Revision wegen Zuhälterei: Teilaufhebung wegen widersprüchlicher Ergänzung
- Gericht
- BGH
- Spruchkörper
- 2. Strafsenat
- Aktenzeichen
- 2 StR 558/83
- Datum
- 25.01.1984
- Rechtsgebiet
- Strafrecht
Abstrakte Rechtssätze
Die Revision ist zu verwerfen, wenn das Revisionsgericht keinen Rechtsfehler zum Nachteil des Angeklagten feststellt (§ 349 Abs. 2 StPO).
Ein Ergänzungsbeschluss zu den Urteilsgründen muss eindeutig bezeichnet sein und in sich sowie mit dem Urteil inhaltlich konsistent bleiben.
Führen Urteilsgründe und Ergänzungsbeschluss zu widersprüchlichen Feststellungen oder unterschiedlichen Strafzumessungen, ist der Strafausspruch aufzuheben und die Sache zur neuen Verhandlung und Entscheidung zurückzuverweisen.

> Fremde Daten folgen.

PR #7842, opened 2026-04-18
Refactor Metadata editor

edave64:
I wanted to make some changes to the metadata editor (hopefully a future PR) and stumbled across the `setFieldVisibilities` which I feel has room for improvement. I spun this change into its own PR to not pollute the other one I'm working on with unrelated changes.

### Changes

I've changed blocks such as:

```ts
    if (item.Type === 'Series') {
        showElement('#fldStatus', context);
        showElement('#fldAirDays', context);
        showElement('#fldAirTime', context);
    } else {
        hideElement('#fldStatus', context);
        hideElement('#fldAirDays', context);
        hideElement('#fldAirTime', context);
    }
```

Into:

```ts
    toggleElement('#fldStatus, #fldAirDays, #fldAirTime', item.Type === BaseItemKind.Series, context);
```

- Making the code shorter and less redundant, since the selectors are not repeated.
- Consistently uses the `BaseItemKind` and `MediaType` constants, which were only used occasionally before.

### Issues
This PR shouldn't cause any behaviour changes and does not address any open Issues I'm aware of.

### Code assistance
Claude Sonnet 4.6 has been used for code review before submitting, but all code and this text has been written by me.

---

* [x] I have provided a *substantive* review of https://github.com/jellyfin/jellyfin-web/pull/7843#pullrequestreview-4136407478.


src/components/metadataEditor/metadataEditor.js
```diff
@@ -500,165 +501,76 @@ function loadExternalIds(context, item, externalIds) {
...
-        }
-        hideElement('#fldCustomRating', context);
-    } else {
-        showElement('#fldCommunityRating', context);
-        showElement('#genresCollapsible', context);
-        showElement('#studiosCollapsible', context);
-        showElement('#fldOfficialRating', context);
-        showElement('#fldCustomRating', context);
-    }
+    toggleElement('#fldOfficialRating', item.Type === 'TvChannel', context);
```
ocp1006: The original logic was:
- **Person / Genre / Studio / MusicGenre** → hidden
- **TvChannel** → shown
- **Everything else (Movie, Series, Episode, …)** → shown

This line shows it only for `TvChannel` and hides it for all other types, including normal media. The Official Rating field will silently disappear for movies, series, episodes, etc.

Suggested fix:
```js
toggleElement('#fldOfficialRating',
    ![BaseItemKind.Person, BaseItemKind.Genre, BaseItemKind.Studio, BaseItemKind.MusicGenre].includes(item.Type),
    context);
```

Also a nit: this line still uses the string `'TvChannel'` instead of `BaseItemKind.TvChannel`, inconsistent with the rest of the PR.

src/components/metadataEditor/metadataEditor.js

Bleiben Einwände der Revision auf die Strafzumessung beschränkt und ist der Schuldspruch materiell nicht fehlerhaft, kann der Schuldspruch bestehen bleiben, während der Strafausspruch zu überprüfen ist.
Vorinstanzen
Landgericht Marburg, 5. Mai 1983
Rubrum
BUNDESGERICHTSHOF BESCHLUSS
2 StR 558/83
in der Strafsache gegen
1. ██ Rainer aus ███████, dort geboren am ██ 1951, ███
2. Hans aus █████████, geboren am ████ in ███
wegen Zuhälterei u. a.
Der 2. Strafsenat des Bundesgerichtshofs hat am 25. Januar 1984 gemäß § 349 Abs. 2 bis 4 StPO
Tenor
1. Die Revision des Angeklagten GD gegen das Urteil des Landgerichts Marburg vom 5. Mai 1983 wird verworfen. Der Beschwerdeführer hat die Kosten seines Rechtsmittels zu tragen.
2. Auf die Revision des Angeklagten PC wird das vorbezeichnete Urteil, soweit es ihn betrifft, im Strafausspruch mit den zugehörigen Feststellungen aufgehoben. In diesem Umfang wird die Sache zu neuer Verhandlung und Entscheidung, auch über die Kosten des Rechtsmittels, an eine andere Strafkammer des Landgerichts zurückverwiesen. Die weitergehende Revision wird verworfen.
Gründe
Die Überprüfung des Urteils hat keinen Rechtsfehler zum Nachteil des Angeklagten GD ergeben, sein Rechtsmittel ist im Sinne von § 349 Abs. 2 StPO unbegründet.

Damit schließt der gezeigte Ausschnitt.